PGIM Investments has expanded access to its flagship core-plus bond strategy with the launch of the PGIM Total Return Bond ETF (PTRB US) on NYSE Arca.
The fund is actively managed and aims to outperform the Bloomberg US Aggregate Index with opportunistic investments in non-benchmark sectors and derivatives.
The fund, which mirrors the strategy behind PGIM’s $56 billion Total Return Bond mutual fund, is managed by Robert Tipp, Michael Collins, Richard Piccirillo, Gregory Peters and Lindsay Rosner – a team with an average of 22 years of experience and 19 years with the firm.
Fund management is backed up by credit analysis, quantitative research and risk management provided by the wider PGIM fixed income team.
Commenting on the launch of the ETF, Stuart Parker, president and CEO of PGIM Investments, said: “PGIM Investments is committed to a vehicle-agnostic approach, offering our strategies in different forms across multiple platforms to meet investors where they are and enabling them to invest the way they want”.
The fund seeks to achieve its objective through a mix of current income and capital return by investing in a diversified portfolio of bonds across multiple fixed income sectors including US government securities, mortgage-related and asset-backed securities (including collateralized debt obligations and collateralized loan obligations), corporate debt securities and foreign debt securities
The fund managers may invest up to 30% of portfolio assets in high-yield debt securities or junk bonds. They may also invest up to 30% of assets in foreign debt securities, including emerging market bonds. Bonds must have a maturity at date of issue of greater than one year.
The fund managers use a combination of top-down economic analysis and bottom-up research in conjunction with proprietary quantitative models and risk management systems. In the top-down economic analysis, the managers develop views on economic, policy and market trends. In their bottom-up research, the managers develop an internal rating and outlook on issuers. The rating and outlook are determined based on a thorough review of the financial health and trends of the issuer.
The managers may also consider investment factors such as expected total return, yield, spread and potential for price appreciation as well as credit quality, maturity and risk.
The fund managers engage in active trading in order to take advantage of new investment opportunities with trading activity expected to be elevated during periods of market volatility.
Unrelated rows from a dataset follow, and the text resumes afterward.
PR #3156, opened 2023-08-27
Docs: Show additional stats icons

qwerty541:
At the moment these icons are not shown anywhere in documentation.

### DIFF
--- a/readme.md
+++ b/readme.md
@@ -577,7 +577,7 @@ Change the `?username=` value to your [Wakatime](https://wakatime.com) username.
 
 *   Showing additional stats
 
-![Anurag's GitHub stats](https://github-readme-stats.vercel.app/api?username=anuraghazra\&show=reviews,discussions_started,discussions_answered,prs_merged,prs_merged_percentage)
+![Anurag's GitHub stats](https://github-readme-stats.vercel.app/api?username=anuraghazra\&show_icons=true\&show=reviews,discussions_started,discussions_answered,prs_merged,prs_merged_percentage)
 
 *   Showing icons
 


rickstaa (approved):

rickstaa:
Hey @qwerty541, thanks for cleaning up this repository with all your PR 🚀.

One quick note. I see that you are using the [conventional commits](https://www.conventionalcommits.org/en/v1.0.0/) convention, which is great! I however noticed that you capitalize both the label and the start of the commit while according to the convention these should be lowercase. Not a big deal but just something I noticed 👍🏻.

```text
docs: show additional stats icons (#3156)
```

vs 

```text
Docs: Show additional stats icons (#3156)
```

qwerty541:
> Hey @qwerty541, thanks for cleaning up this repository with all your PR 🚀.
> 
> One quick note. You are using the [conventional commits](https://www.conventionalcommits.org/en/v1.0.0/) convention, which is excellent! I, however, noticed that you capitalize both the label and the start of the commit while, according to the convention, these should be lowercase. It's not a big deal, just something I noticed 👍🏻.
> 
> ```
> docs: show additional stats icons (#3156)
> ```
> 
> vs
> 
> ```
> Docs: Show additional stats icons (#3156)
> ```

To be honest, I have never read this convention. I'm just trying to use best practices from my experience for naming commits. It is also important to take into account that in different repositories the naming style of commits can change greatly due to some historical reasons, and when moving between projects, you need to change the naming style of commits. So when I first started contributing to this project, I adopted the commit naming style that was already used here. It's not difficult for me to write the label and commit message in lowercase if you think it's better that way. If we are going to use this https://www.conventionalcommits.org/en/v1.0.0/ convention, then it would be nice to add this requirement into our contributions guide https://github.com/anuraghazra/github-readme-stats/blob/master/CONTRIBUTING.md. I can create a pull request if you are up to approve it.

PR #3160, opened 2023-08-28
Update index.js

pranali18-Ai:
Changed the color of background


rickstaa:
Closed since I don't think we should change the default themes as we have a lot of available pieces, and people can customize the themes through API parameters in any way they like.. Feel free to explain why you think this is needed.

The fund managers are permitted to use derivatives to manage portfolio duration, as well as to manage the fund’s foreign currency exposure, hedge against losses, and try to improve returns.
As of year-end, the portfolio was very substantially underweight US Treasuries and significantly overweight ABS. It had a weighted average maturity of 10.2 years and a duration of 7.4 years. The 30-day SEC yield was 1.37%.
The fund has a total annual expense ratio of 0.49%.